* _Task objective_
Line by line, set down the following material again exactly.
──────── Material provided
PR #2669, opened 2025-05-19
Rename the realm import file

jkachel:

n/a

Keycloak can import realm information from a file, and it wants that file to be named for the realm that's being imported. It has flagged this as a warning in the past but it seems the most recent version has been updated to flag it as a fatal error. So, I had to rename it to get the instance going.

### How can this be tested?

It's probably easiest to do this in a new Compose project so you don't have to break your existing setup.

Make sure you `docker compose pull` so you have the latest images. The docker-compose file specifies `latest` but for clarity my system ended up pulling down `26.2.4`, which is image ID `4a81762677f8`. 

Bring the keycloak service up: `docker compose -p kc-import-test --profile keycloak keycloak up` - this will bring Keycloak and the DB up only. It should succeed and you should be able to get into the default realm; it should look the same otherwise.

There are a few minor UI changes in 26.2.4 (or maybe earlier, I don't know what version I was running) - the realm dropdown is gone now and you have to go to Manage Realms to change realms. Everything else looked largely the same, and I ran into no issues with APISIX integration, but I haven't done a deep dive into whatever else has changed.


annagav:
I think this PR fixes this https://github.com/mitodl/hq/issues/7212

annagav (approved):

PR #2672, opened 2025-05-21
Update urlconf to add accessible schema/Swagger URLs, add better typing for B2B data, update OpenAPI spec

jkachel:

n/a

The `extend_schema_field` for `b2b_organizations` in the User serializer was just `list[str]`; this changes it so that it should return the proper organization type instead, and fixes the nested contract serializer so that it's typed correctly too.

This also adds the frontends for the schema - we didn't expose the schema download or Swagger UI endpoints before, and this adds that too.

### How can this be tested?

Check the type of the `b2b_organizations` member in the users API (specifically, the `/api/v0/users/me` one).

You should also be able to get to Swagger at `/api/schema/swagger-ui/` and download the spec yaml at `/api/schema/` .

### DIFF
--- a/main/urls.py
+++ b/main/urls.py
@@ -18,6 +18,7 @@ from django.conf import settings
 from django.conf.urls.static import static
 from django.contrib import admin
 from django.urls import include, path, re_path
+from drf_spectacular.views import SpectacularAPIView, SpectacularSwaggerView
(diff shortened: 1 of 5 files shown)


jkachel:
Test failure for flaky test, not related to this code.

gumaerc (approved):
:+1:

PR #2694, opened 2025-05-30
Nl/fix global

rhysyngsun:

N/A

Updates mitol-django-scim to pick up changes in https://github.com/mitodl/ol-django/pull/262


jkachel (approved):
👍

PR #2696, opened 2025-05-30
Rework program filtering when an org_id is specified

jkachel:

Related to mitodl/mit-learn#2256

The filtering was relying on the request user to be filtered through in a manner that wasn't actually workable. Reworked to use the request option that gets passed into the FilterSet anyway.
────────────────
* _Your solution_
PR #2669, opened 2025-05-19
Rename the realm import file

jkachel:

n/a

Keycloak can import realm information from a file, and it wants that file to be named for the realm that's being imported. It has flagged this as a warning in the past but it seems the most recent version has been updated to flag it as a fatal error. So, I had to rename it to get the instance going.

### How can this be tested?

It's probably easiest to do this in a new Compose project so you don't have to break your existing setup.

Make sure you `docker compose pull` so you have the latest images. The docker-compose file specifies `latest` but for clarity my system ended up pulling down `26.2.4`, which is image ID `4a81762677f8`. 

Bring the keycloak service up: `docker compose -p kc-import-test --profile keycloak keycloak up` - this will bring Keycloak and the DB up only. It should succeed and you should be able to get into the default realm; it should look the same otherwise.

There are a few minor UI changes in 26.2.4 (or maybe earlier, I don't know what version I was running) - the realm dropdown is gone now and you have to go to Manage Realms to change realms. Everything else looked largely the same, and I ran into no issues with APISIX integration, but I haven't done a deep dive into whatever else has changed.


annagav:
I think this PR fixes this https://github.com/mitodl/hq/issues/7212

annagav (approved):

PR #2672, opened 2025-05-21
Update urlconf to add accessible schema/Swagger URLs, add better typing for B2B data, update OpenAPI spec

jkachel:

n/a

The `extend_schema_field` for `b2b_organizations` in the User serializer was just `list[str]`; this changes it so that it should return the proper organization type instead, and fixes the nested contract serializer so that it's typed correctly too.

This also adds the frontends for the schema - we didn't expose the schema download or Swagger UI endpoints before, and this adds that too.

### How can this be tested?

Check the type of the `b2b_organizations` member in the users API (specifically, the `/api/v0/users/me` one).

You should also be able to get to Swagger at `/api/schema/swagger-ui/` and download the spec yaml at `/api/schema/` .

### DIFF
--- a/main/urls.py
+++ b/main/urls.py
@@ -18,6 +18,7 @@ from django.conf import settings
 from django.conf.urls.static import static
 from django.contrib import admin
 from django.urls import include, path, re_path
+from drf_spectacular.views import SpectacularAPIView, SpectacularSwaggerView
(diff shortened: 1 of 5 files shown)


jkachel:
Test failure for flaky test, not related to this code.

gumaerc (approved):
:+1:

PR #2694, opened 2025-05-30
Nl/fix global

rhysyngsun:

N/A

Updates mitol-django-scim to pick up changes in https://github.com/mitodl/ol-django/pull/262


jkachel (approved):
👍

PR #2696, opened 2025-05-30
Rework program filtering when an org_id is specified

jkachel:

Related to mitodl/mit-learn#2256

The filtering was relying on the request user to be filtered through in a manner that wasn't actually workable. Reworked to use the request option that gets passed into the FilterSet anyway.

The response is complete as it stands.